Evaluation of Wafer-Scale SOT-MRAM for Analog Crossbar Array Applications
Samuel Liu, Chen-Yu Hu, Ming-Yuan Song, Xinyu Bao, and Jean Anne C. Incorvia

TL;DR
This paper demonstrates wafer-scale SOT-MRAM devices with high performance and low noise, suitable for neural network accelerators, and explores their stochastic properties for binary neural network training and probabilistic modeling.
Contribution
The work fabricates and characterizes wafer-scale SOT-MRAM with enhanced properties and demonstrates their application in neural network training and probabilistic modeling.
Findings
Achieved 150% tunnel magnetoresistance ratio and 2 ns switching speed.
Attained 95% accuracy on MNIST with 2-bit quantization and noisy training.
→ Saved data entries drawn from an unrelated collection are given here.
PR #85, opened 2018-12-05
Handling of KEY_NOT_FOUND

### LINKED ISSUE #73: Read existing accounts in LoginSuccess
The login success screen currently overwrites an existing wallet and re-detects new accounts and assigns a default wallet label and account labels to an imported wallet. However, if a user reimports a wallet, his existing accounts and labels should be used instead of overwriting them.

### LINKED ISSUE #74: Handle non-existing Keyguard wallets
If a wallet was deleted in the Keyguard not through the accounts manager but for example by the browser, flag it as deleted in the accounts manager but keep the database entry such that the user doesn't lose his labels and can reimport the key with his old labels.

nibhar:
resolves #73 
resolves #74 

Upon encountering a KeyId that exist in Accounts but not in the Keyguard, the key gets flagged as deleted.
When Importing a key the existing labels will be preserved.


src/views/ErrorHandler.vue
```diff
@@ -3,19 +3,50 @@
...
 
     public async created() {
         if (!(this.keyguardResult instanceof Error)) return;
         if (this.requestSpecificErrors()) return;
-
-        // TODO proper Error Handling
-        // console.log(this.keyguardResult);
+        if (this.keyguardResult.message === Errors.Messages.KEY_NOT_FOUND) {
+            let walletId;
+            // ParsedExportRequest is just one Rrequest that has walletId. Any of those would do.
```
Bettelstab: fix typo :)

src/views/LoginSuccess.vue
```diff
@@ -165,7 +183,9 @@ export default class LoginSuccess extends Vue {
                 // It relieves us from having to calulate the correct array index with an
                 // unrelated counter variable.
                 pathsToDerive[this.lastDerivedIndex],
-                this.defaultAccountLabel,
+                (this.accounts.has(userFriendlyAddress))
+                    ? this.accounts.get(userFriendlyAddress)!.label
```
Bettelstab: Not sure, but there was a recent change to keys having this legacyAccount property now. Does it also apply here? If not, didn't we agree to use humanReadableAdress everywhere we can?

src/views/LoginSuccess.vue
```diff
@@ -66,21 +66,37 @@ export default class LoginSuccess extends Vue {
...
+                    addressObj.keyPath,
+                    this.defaultAccountLabel,
+                    address,
+                );
+                this.accounts.set(addressInfo.userFriendlyAddress, addressInfo);
+            }
         });
-
+        this.accountsUpdateCount += 1; // Trigger DOM update via computed property `this.accountsArray`
+        this.render = true; // trigger rendering now, when variables are set up correctly.
```
Bettelstab: I would prefer an adjective instead of 'render', like 'contentReady' or whatever.

src/views/ErrorHandler.vue
```diff
@@ -3,19 +3,50 @@
...
+                await WalletStore.Instance.put(walletInfo);
+            }
+            // TODO visuals
+            this.$rpc.reject(this.keyguardResult); // return it to caller
+            return;
+        }
+        // TODO more Error Handling
 
         this.$rpc.reject(this.keyguardResult);
+        return;
```
sisou: I think this `return` is unnecessary as it's at the end of the function anyway.

src/views/LoginSuccess.vue
```diff
@@ -5,15 +5,15 @@
                 <PageHeader>Your wallet is ready</PageHeader>
 
                 <PageBody>
-                    <div class="wallet-label" v-if="keyguardResult.keyType !== 0 /* LEGACY */">
+                    <div class="wallet-label" v-if="keyguardResult.keyType !== 0 /* LEGACY */ && render">
```
sisou: I'd put the check for `render` at the beginning of the `v-if` expression.

src/views/LoginSuccess.vue
```diff
@@ -66,21 +66,37 @@ export default class LoginSuccess extends Vue {
 
     private result?: LoginResult;
 
+    private render: boolean = false;
+    private retrievalComplete: boolean = false;
+
     private async mounted() {
+        const currentWalletInfo = await WalletStore.Instance.get(this.keyguardResult.keyId);
+
+        // if there is a WalletInfo for the id already, use it
```
```suggestion
        // if there is a WalletInfo for the key already, use it
```

src/views/LoginSuccess.vue
```diff
@@ -66,21 +66,37 @@ export default class LoginSuccess extends Vue {
...
+            this.walletLabel = currentWalletInfo.label;
+            if (currentWalletInfo.accounts) {
+                this.accounts = currentWalletInfo.accounts;
+            }
+        }
+
         // The Keyguard always returns (at least) one derived Address,
         // thus we can already create a complete WalletInfo object that
         // can be displayed while waiting for the network.
+        // before adding, make sure it is not set already
```
sisou: The existing comment uses proper capitalization and punctuation. Please do, too.

src/views/LoginSuccess.vue
sisou: The `legacyAccount` property is only relevant when migrating legacy account storage to new key storage. Thus not applicable here, as the Keyguard has no knowledge about account labels after the migration anymore.

Do you want to refactor `userFriendlyAddress => humanReadableAddress`? I don't remember the decision, but you may create an issue for it to track it ;).

tests/unit/CookieJar.spec.ts
```diff
@@ -41,6 +41,7 @@ const DUMMY_WALLET_OBJECTS: WalletInfoEntry[] = [
         ]),
         contracts: [],
         type: WalletType.BIP39,
+        deleted: false,
```
sisou: I think we should add encoding this flag to the CookieJar and test it here, but that can be a separate issue.

src/views/LoginSuccess.vue
Bettelstab: alright

src/lib/WalletInfo.ts
```diff
@@ -13,14 +13,15 @@ export class WalletInfo {
         o.accounts.forEach((accountInfoEntry, userFriendlyAddress) => {
             accounts.set(userFriendlyAddress, AccountInfo.fromObject(accountInfoEntry));
         });
-        return new WalletInfo(o.id, o.label, accounts, o.contracts, o.type);
+        return new WalletInfo(o.id, o.label, accounts, o.contracts, o.type, o.deleted);
```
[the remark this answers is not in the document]
nibhar: I went with keyMissing.

tests/unit/CookieJar.spec.ts
```diff
@@ -151,6 +151,7 @@ const BYTES = [
 
     // wallet 1 (BIP39)
     30, 227, 217, 38, 164, 156, // wallet id
+    0, // keyDeleted = false
```
danimoh: you apparently renamed this to `keyMissing`

tests/unit/CookieJar.spec.ts
nibhar: I put the first two `WalletInfoEntry` to `keyMissing=false,` and the last one to `keyMissing=true,` and Updated `BYTES` and `OUT_DUMMY_WALLET_OBJECTS` accordingly.

src/lib/CookieDecoder.ts
```diff
@@ -90,7 +94,7 @@ export class CookieDecoder {
             label: walletLabel,
             accounts,
             contracts: [],
-            deleted: false,
+            keyMissing: false,
```
sisou: You forgot to remove the default `false` here. But that this passes the test, means the test is broken. So first fix that the test reports an error here.

src/lib/CookieJar.ts
```diff
@@ -43,6 +44,11 @@ export default class CookieJar {
             const walletIdChunks = wallet.id.match(/.{2}/g);
             for (const chunk of walletIdChunks!) bytes.push(parseInt(chunk, 16));
 
+            // status
```
sisou: `status => Status`

src/lib/CookieDecoder.ts
```diff
@@ -47,6 +47,10 @@ export class CookieDecoder {
         let id: string = '';
         for (let i = 0; i < 6; i++) id += this.readByte(bytes).toString(16);
 
+        // Status byte
+        const statusByte = this.readByte(bytes);
+        const keyMissing = (statusByte & 1) === 1;
```
sisou: I'd say, to show that this is a binary setting, the `& 1` should be `& 0b1`.

src/lib/CookieJar.ts
```diff
@@ -43,6 +44,11 @@ export default class CookieJar {
...
+            let statusByte: number = 0;
+            statusByte = statusByte | (wallet.keyMissing ? 1 : 0);
```
sisou: I suggest using `0b1` and `0b0`.

src/lib/CookieDecoder.ts
nibhar: Bit flags are now available as enum (only `KEY_MISSING` for now)

src/lib/CookieJar.ts
nibhar: In this case it would be kind of alright to use `0b0`, but looking at the 7th bit it is just unnecessarily complex i think.

```suggestion
statusByte = statusByte | (wallet.keyMissing ? CookieJar.StatusFlags.KEY_MISSING : 0b0000000);
```
which in the end does exactly the same thing, but I think is even less understandable.

src/lib/CookieDecoder.ts
nibhar: The test works now. It tests 6 wallets now instead of 3 to cover every combination of KeyType and keyMissing Status.

src/lib/CookieJar.ts
```diff
@@ -136,3 +136,12 @@ export default class CookieJar {
         return Nimiq.BufferUtils.fromBase64(encodedWallets).length;
     }
 }
+
+namespace CookieJar { // tslint:disable-line no-namespace
+    export enum StatusFlags {
```
sisou: If we use the plural form, then the type is `CookieJar.StatusFlags`. I really think we should use more singular for these enums.

nibhar: In my opinion it is fine for bit flags, as you can have more than one ` CookieJar.StatusFlags.KEY_MISSING | CookieJar.StatusFlags.HAS_PIN`. Generally it makes sense to use singular though, especially if the type is used regularly (rarely for bit flags).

Showed potential of stochastic SOT-MRAM for binary neural networks and probabilistic graph modeling.
Abstract
Analog crossbar arrays consisting of emerging memory devices can greatly alleviate the computational strain required by vector matrix multiplications for neural network applications. The ability to produce spin orbit torque-magnetic random-access memory (SOT-MRAM) at wafer-scale positions SOT-MRAM as a strong memory candidate. In this work, we fabricate and measure 300 mm-compatible SOT-MRAM with 150% tunnel magnetoresistance ratio, fast (2 ns) and low voltage (<1 V) operation, low energy dissipation (350 fJ), low write noise (0.1%), and low device-to-device variation of 10%. Through 2-bit quantization aware training and noisy training as mitigation techniques, the measured SOT-MRAM devices attain 95% on MNIST. The bi-stable anisotropy and stochastic switching of SOT-MRAM can additionally be leveraged for stochastic training of binary neural networks, able to reach ideal accuracy for a…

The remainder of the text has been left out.